Data items
▬▬▬▬▬▬▬▬▬▬

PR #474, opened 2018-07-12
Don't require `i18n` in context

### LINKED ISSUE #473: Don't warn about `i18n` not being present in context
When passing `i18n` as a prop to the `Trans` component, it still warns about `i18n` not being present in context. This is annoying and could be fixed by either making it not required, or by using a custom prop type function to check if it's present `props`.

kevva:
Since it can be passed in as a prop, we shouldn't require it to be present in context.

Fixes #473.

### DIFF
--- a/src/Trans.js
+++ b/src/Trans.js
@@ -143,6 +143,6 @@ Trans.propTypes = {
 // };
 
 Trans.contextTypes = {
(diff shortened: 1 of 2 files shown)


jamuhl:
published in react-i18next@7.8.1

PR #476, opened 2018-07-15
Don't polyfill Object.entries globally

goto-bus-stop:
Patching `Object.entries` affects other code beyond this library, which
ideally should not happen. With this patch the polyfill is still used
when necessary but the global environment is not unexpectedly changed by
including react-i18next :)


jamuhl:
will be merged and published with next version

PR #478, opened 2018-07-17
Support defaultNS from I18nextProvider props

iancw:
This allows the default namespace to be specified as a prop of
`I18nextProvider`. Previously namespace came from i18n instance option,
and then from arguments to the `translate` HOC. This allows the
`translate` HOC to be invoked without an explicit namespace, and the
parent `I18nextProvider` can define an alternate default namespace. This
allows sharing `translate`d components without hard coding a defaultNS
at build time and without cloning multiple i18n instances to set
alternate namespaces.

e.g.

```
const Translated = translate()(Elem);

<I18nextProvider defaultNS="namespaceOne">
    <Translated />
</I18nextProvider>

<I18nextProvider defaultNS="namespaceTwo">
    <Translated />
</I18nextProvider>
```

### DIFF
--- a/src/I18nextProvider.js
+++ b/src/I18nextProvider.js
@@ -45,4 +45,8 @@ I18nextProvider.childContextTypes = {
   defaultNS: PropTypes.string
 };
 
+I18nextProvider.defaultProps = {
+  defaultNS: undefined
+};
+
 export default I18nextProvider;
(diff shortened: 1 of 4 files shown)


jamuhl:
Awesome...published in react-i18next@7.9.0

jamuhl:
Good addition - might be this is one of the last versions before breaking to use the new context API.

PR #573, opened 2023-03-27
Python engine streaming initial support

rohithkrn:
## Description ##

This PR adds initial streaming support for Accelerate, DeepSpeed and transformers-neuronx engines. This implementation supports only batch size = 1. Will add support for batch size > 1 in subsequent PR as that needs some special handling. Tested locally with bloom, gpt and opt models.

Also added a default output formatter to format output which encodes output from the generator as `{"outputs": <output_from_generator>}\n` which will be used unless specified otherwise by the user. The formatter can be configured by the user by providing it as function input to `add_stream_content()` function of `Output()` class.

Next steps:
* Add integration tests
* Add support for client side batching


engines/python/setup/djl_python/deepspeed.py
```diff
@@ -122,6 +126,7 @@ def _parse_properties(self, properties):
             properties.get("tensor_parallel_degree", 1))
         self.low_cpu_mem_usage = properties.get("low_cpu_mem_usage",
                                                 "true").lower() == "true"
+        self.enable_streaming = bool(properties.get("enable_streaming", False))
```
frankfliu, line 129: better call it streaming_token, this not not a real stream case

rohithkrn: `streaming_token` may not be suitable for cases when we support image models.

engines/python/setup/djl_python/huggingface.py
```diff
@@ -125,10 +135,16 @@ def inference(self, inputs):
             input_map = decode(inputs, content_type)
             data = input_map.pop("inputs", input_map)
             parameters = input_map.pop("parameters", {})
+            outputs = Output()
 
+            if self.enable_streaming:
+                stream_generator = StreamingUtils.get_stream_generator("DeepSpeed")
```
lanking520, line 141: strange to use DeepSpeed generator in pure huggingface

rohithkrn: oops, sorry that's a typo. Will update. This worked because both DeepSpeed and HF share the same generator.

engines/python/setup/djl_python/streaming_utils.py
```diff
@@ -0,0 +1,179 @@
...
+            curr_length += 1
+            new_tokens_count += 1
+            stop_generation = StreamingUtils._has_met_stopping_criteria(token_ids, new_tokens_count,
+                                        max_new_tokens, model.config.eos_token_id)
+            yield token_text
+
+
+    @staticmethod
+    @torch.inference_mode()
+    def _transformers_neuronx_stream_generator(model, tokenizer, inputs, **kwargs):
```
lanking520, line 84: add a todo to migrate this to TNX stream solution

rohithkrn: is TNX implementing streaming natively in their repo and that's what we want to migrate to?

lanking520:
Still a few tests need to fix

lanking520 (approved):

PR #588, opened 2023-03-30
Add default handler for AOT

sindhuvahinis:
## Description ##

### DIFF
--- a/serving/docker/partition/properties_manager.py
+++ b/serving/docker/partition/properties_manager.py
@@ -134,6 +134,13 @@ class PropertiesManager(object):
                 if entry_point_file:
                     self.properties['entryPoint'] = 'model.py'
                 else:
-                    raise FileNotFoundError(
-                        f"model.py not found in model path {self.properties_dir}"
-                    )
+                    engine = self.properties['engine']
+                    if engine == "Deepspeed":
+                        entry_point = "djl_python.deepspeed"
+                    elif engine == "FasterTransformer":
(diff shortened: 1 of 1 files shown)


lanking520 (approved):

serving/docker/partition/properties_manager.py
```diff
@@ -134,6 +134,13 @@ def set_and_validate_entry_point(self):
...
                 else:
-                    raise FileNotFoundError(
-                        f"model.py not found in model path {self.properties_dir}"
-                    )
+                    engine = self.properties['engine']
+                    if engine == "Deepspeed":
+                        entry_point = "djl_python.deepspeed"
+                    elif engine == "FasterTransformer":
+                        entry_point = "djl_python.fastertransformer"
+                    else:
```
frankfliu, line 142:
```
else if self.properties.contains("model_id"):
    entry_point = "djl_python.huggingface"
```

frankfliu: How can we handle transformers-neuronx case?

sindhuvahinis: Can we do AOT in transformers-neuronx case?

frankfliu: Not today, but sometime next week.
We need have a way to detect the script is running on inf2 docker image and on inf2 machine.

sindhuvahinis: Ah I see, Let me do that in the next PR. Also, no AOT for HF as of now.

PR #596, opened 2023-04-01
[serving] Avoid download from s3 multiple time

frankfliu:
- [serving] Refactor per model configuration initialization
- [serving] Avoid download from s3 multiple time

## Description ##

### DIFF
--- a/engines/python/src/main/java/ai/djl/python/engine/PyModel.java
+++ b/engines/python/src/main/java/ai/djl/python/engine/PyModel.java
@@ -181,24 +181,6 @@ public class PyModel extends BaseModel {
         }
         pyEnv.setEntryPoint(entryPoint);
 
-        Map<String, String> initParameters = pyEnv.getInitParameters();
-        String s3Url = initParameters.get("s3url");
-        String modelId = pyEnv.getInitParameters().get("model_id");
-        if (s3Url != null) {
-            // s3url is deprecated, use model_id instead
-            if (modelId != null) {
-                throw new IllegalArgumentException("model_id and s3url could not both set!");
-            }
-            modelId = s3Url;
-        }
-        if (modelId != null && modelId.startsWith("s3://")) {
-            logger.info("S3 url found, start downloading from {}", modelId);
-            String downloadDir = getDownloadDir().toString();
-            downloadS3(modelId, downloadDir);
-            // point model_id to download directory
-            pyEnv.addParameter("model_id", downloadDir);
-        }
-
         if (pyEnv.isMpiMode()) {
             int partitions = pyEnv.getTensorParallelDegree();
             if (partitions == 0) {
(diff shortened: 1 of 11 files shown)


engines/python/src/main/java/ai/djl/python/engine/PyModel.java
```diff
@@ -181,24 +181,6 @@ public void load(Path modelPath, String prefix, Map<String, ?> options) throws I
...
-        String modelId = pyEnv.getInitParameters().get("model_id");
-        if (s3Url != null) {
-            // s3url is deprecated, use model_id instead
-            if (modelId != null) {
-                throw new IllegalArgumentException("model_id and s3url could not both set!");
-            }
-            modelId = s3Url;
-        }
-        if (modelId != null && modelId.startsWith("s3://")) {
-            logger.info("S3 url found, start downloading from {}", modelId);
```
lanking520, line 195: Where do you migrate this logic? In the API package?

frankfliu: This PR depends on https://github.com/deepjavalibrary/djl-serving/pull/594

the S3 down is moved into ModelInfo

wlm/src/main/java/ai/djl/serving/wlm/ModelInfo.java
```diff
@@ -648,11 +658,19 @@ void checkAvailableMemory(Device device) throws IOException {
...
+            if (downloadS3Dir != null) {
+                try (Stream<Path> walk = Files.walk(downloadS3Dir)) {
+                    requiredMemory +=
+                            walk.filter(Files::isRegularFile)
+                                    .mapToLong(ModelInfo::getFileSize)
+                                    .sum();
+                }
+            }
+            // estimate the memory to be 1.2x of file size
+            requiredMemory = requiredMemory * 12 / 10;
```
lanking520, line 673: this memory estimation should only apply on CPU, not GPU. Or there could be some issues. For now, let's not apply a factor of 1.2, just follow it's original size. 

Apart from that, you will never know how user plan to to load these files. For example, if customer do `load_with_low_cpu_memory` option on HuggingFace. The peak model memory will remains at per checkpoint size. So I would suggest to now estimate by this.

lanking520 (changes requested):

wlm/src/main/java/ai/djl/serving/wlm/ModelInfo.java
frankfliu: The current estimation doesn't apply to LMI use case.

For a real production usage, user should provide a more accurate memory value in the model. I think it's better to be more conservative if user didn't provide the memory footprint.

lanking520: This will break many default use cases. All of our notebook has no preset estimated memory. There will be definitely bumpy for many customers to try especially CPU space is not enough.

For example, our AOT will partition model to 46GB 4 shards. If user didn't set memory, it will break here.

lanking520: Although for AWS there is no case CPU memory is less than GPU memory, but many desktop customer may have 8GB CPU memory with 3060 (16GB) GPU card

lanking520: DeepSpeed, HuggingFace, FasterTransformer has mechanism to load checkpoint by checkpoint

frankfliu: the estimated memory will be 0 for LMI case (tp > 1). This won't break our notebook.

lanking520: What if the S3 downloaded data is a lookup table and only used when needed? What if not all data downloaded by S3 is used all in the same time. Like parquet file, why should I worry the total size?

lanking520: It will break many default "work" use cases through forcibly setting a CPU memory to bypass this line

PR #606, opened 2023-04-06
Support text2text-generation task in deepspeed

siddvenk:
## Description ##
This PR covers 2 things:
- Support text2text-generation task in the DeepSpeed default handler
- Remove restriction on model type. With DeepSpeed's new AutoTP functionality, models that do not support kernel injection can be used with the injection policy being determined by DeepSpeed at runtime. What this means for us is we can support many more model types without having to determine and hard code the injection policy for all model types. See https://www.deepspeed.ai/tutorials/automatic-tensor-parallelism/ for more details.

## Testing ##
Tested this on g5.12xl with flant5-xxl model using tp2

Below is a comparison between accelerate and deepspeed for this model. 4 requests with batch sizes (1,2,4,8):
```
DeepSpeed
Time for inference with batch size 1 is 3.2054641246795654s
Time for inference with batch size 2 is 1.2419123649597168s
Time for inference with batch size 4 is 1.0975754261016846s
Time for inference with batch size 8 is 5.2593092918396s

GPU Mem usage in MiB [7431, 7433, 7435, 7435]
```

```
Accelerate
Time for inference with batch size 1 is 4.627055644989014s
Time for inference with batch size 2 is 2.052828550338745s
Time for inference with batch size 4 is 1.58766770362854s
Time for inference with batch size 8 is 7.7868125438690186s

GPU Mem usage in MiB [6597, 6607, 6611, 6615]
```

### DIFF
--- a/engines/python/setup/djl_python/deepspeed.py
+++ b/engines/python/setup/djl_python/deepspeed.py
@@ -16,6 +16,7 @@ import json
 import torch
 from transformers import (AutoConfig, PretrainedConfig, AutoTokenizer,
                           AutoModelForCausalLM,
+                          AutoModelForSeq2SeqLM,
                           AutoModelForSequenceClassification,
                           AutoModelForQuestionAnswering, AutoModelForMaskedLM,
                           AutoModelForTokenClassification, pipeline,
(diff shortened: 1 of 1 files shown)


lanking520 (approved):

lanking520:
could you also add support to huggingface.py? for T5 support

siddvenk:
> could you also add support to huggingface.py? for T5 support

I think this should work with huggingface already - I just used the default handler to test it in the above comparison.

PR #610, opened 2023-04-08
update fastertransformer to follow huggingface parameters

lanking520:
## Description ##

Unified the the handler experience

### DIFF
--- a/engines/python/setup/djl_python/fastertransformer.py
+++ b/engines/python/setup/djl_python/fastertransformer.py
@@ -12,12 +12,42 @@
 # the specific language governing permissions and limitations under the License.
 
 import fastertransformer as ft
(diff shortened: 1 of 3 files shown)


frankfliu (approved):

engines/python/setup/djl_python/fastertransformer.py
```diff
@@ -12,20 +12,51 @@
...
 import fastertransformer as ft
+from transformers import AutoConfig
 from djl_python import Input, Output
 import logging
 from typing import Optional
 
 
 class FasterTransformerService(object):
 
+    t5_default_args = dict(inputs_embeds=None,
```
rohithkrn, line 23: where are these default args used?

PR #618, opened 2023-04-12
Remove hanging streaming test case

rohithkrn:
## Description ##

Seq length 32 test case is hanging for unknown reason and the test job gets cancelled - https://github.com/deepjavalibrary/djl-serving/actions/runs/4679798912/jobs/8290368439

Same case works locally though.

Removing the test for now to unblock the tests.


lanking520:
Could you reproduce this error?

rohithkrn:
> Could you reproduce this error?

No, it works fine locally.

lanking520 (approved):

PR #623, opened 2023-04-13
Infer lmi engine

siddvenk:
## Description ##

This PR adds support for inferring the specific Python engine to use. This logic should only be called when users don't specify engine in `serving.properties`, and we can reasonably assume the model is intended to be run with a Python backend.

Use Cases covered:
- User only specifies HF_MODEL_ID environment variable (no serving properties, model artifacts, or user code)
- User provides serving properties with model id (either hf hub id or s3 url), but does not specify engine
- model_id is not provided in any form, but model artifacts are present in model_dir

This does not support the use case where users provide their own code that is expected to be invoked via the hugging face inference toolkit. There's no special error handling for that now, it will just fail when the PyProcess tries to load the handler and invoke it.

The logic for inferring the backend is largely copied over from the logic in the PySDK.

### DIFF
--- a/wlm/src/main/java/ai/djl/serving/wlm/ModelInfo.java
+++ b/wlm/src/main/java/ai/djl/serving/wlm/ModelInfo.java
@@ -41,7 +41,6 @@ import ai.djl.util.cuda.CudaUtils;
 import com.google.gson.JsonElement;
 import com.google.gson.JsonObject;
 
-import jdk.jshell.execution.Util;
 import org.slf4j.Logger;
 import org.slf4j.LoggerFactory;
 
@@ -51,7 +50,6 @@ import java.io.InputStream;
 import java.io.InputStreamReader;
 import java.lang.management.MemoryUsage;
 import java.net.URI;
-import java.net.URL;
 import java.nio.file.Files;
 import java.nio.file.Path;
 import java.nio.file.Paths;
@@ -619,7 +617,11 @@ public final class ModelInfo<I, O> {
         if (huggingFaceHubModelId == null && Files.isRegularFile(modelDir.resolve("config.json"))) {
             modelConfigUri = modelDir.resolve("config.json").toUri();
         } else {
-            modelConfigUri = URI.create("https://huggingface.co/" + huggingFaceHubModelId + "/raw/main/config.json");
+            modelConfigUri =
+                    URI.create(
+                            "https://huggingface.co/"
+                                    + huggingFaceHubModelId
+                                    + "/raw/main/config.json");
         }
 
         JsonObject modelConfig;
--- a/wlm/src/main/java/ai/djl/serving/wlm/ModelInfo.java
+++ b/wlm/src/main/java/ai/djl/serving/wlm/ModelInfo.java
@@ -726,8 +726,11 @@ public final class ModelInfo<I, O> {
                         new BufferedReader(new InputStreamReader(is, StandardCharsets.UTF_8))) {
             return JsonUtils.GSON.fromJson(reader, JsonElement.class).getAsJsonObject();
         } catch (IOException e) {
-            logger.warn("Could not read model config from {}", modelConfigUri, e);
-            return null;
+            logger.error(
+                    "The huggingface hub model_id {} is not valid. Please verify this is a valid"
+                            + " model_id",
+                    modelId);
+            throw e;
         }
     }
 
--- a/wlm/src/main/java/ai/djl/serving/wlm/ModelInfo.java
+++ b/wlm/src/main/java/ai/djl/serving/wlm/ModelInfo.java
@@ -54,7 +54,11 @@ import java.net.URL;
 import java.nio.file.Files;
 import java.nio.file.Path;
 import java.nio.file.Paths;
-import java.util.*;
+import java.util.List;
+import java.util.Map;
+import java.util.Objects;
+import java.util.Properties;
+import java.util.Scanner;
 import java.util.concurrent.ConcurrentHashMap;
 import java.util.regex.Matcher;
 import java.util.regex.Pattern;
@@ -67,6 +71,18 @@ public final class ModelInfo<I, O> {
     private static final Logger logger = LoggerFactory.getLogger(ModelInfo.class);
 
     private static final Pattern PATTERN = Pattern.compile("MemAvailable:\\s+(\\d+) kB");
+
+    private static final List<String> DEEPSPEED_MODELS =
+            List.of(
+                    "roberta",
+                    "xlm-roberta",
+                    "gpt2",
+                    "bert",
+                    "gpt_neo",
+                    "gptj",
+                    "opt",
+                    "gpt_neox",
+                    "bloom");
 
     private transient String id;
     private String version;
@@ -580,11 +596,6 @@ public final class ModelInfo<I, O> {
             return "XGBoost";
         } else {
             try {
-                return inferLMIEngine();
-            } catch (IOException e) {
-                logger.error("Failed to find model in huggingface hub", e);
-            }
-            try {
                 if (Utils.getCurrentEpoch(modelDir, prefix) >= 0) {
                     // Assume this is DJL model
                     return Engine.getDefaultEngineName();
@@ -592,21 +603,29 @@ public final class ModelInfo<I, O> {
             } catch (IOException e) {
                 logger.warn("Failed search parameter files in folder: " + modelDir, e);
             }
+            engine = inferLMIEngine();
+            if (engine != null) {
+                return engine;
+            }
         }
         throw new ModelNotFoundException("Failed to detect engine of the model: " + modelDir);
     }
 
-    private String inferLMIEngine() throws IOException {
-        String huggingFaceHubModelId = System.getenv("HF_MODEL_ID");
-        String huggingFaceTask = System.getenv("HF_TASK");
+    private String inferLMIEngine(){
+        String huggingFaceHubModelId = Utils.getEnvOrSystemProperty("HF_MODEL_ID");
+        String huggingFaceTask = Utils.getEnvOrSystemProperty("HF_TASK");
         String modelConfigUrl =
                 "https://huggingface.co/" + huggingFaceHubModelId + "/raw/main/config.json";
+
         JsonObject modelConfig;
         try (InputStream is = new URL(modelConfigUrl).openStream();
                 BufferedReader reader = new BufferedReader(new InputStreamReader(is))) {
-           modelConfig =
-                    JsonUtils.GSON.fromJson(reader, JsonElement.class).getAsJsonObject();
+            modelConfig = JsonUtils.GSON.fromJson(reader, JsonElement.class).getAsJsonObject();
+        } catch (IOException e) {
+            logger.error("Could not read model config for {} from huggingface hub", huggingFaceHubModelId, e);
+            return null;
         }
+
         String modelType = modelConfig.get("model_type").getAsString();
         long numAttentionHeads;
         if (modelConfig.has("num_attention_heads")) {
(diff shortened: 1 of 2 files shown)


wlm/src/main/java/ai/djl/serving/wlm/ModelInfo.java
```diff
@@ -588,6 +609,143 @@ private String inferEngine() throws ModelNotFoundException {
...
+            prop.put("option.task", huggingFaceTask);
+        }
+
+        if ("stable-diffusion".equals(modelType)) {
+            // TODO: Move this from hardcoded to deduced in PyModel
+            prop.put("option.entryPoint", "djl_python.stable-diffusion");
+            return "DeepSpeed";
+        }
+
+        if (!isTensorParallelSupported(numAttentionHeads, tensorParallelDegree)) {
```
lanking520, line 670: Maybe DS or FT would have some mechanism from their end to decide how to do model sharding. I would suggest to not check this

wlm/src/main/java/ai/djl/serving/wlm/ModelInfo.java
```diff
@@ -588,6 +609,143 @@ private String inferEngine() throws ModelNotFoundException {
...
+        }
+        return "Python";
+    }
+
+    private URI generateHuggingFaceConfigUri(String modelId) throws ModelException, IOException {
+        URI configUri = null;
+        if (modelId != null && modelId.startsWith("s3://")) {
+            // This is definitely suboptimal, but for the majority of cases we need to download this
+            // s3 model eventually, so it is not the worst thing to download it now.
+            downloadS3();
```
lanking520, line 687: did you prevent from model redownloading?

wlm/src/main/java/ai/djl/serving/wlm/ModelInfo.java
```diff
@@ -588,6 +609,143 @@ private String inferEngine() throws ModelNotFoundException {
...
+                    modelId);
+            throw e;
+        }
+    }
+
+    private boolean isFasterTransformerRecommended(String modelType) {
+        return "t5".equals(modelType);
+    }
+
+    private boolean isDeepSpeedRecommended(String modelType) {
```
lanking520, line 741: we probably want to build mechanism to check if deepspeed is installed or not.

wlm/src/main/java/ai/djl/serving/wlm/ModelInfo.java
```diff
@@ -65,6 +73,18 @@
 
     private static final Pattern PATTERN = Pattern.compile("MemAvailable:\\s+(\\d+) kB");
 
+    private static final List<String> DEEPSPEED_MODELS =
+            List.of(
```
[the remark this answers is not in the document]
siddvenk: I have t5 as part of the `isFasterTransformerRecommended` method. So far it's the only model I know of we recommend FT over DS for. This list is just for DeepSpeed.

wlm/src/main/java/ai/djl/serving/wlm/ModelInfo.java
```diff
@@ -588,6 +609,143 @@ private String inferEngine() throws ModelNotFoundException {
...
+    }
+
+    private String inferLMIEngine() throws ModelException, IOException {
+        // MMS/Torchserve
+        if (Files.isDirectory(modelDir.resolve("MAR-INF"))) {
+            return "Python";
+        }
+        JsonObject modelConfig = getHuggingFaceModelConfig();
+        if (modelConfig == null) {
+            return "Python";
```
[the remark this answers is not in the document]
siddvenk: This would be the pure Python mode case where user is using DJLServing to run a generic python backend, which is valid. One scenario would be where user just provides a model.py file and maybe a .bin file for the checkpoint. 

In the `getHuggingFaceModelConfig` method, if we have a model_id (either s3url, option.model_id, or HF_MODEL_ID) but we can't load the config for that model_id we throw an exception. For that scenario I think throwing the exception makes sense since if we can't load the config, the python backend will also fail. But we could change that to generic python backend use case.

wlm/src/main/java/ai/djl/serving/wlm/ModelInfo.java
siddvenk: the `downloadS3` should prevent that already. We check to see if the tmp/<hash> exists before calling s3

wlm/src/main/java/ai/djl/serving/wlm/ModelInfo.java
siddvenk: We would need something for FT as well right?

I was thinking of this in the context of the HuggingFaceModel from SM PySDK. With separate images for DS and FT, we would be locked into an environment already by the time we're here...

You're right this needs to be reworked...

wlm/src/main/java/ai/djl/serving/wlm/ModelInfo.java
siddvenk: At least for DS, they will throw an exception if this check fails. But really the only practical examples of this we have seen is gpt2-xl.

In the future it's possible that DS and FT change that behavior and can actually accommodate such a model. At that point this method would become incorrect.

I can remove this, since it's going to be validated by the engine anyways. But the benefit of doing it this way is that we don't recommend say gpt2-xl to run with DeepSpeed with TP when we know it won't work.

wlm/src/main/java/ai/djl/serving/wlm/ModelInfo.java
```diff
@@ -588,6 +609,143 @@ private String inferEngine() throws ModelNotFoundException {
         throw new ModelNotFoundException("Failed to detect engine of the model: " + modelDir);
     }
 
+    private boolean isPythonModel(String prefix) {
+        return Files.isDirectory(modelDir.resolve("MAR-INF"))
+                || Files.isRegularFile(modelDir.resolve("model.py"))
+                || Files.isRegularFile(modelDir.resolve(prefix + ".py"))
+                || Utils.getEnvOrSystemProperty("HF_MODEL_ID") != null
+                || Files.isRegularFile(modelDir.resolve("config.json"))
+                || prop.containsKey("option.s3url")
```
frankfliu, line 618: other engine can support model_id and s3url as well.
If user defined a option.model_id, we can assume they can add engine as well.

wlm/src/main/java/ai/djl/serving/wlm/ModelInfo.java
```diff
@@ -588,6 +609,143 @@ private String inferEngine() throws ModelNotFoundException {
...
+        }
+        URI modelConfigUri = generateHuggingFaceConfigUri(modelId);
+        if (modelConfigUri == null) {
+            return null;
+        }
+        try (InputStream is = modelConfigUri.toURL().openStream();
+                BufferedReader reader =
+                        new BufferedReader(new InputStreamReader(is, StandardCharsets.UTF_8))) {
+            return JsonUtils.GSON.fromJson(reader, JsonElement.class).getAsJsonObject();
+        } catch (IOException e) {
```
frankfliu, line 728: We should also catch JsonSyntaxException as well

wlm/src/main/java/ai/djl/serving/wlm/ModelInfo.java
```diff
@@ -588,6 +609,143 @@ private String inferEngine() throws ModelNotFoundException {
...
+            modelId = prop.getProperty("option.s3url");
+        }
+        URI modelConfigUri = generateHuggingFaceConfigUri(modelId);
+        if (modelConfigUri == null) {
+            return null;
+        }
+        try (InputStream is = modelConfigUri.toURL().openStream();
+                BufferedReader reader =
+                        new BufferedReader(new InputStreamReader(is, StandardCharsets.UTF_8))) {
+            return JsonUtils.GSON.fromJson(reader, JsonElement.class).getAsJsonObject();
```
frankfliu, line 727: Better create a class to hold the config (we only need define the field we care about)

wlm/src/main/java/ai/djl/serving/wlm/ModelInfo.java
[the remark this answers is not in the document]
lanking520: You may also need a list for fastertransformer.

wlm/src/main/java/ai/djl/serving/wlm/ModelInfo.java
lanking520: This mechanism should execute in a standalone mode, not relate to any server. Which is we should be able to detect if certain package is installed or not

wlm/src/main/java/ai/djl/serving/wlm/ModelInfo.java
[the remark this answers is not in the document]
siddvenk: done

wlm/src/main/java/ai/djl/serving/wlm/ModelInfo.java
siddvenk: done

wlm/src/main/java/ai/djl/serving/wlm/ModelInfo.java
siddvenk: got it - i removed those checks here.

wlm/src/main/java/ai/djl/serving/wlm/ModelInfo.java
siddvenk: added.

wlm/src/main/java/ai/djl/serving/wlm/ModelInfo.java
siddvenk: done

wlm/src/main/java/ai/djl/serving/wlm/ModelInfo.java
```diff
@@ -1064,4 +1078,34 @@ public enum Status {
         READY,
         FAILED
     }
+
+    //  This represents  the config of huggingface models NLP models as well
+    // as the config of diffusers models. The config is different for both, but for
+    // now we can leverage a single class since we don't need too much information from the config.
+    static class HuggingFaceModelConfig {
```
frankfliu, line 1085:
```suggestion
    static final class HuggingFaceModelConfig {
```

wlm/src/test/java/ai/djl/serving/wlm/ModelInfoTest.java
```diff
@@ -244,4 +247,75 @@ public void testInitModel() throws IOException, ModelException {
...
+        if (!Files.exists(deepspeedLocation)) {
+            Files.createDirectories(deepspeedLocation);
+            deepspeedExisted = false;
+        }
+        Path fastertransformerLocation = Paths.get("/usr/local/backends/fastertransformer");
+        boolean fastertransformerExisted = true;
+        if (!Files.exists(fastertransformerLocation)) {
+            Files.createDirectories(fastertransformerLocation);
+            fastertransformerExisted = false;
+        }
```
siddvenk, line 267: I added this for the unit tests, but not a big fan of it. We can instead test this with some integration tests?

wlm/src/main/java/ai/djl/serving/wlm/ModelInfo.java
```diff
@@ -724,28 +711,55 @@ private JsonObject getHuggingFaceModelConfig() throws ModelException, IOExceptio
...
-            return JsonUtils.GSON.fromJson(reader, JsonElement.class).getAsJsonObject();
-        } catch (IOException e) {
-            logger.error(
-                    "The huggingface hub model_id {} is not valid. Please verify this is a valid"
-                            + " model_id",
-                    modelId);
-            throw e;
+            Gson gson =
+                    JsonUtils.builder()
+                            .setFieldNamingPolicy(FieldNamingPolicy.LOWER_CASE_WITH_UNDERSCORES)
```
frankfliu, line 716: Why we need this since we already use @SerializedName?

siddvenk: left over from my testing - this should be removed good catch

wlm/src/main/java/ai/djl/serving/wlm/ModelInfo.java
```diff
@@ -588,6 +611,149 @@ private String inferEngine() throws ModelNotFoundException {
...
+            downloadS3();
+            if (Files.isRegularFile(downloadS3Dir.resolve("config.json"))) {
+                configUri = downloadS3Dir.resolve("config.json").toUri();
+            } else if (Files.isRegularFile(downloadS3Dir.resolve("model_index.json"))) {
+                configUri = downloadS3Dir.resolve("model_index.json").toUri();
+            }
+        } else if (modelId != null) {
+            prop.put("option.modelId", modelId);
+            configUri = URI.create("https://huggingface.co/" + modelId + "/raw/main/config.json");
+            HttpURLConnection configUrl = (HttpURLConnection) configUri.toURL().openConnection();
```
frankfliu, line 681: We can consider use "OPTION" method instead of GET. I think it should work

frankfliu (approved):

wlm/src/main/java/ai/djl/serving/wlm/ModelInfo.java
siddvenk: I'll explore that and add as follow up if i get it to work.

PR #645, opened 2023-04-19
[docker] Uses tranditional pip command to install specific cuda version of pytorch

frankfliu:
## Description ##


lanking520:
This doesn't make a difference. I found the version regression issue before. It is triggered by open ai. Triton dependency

▬▬▬▬▬▬▬▬▬▬

What is needed is every line from the beginning of the data up to and including the line with "### LINKED ISSUE", given again word for word.

PR #474, opened 2018-07-12
Don't require `i18n` in context

### LINKED ISSUE #473: Don't warn about `i18n` not being present in context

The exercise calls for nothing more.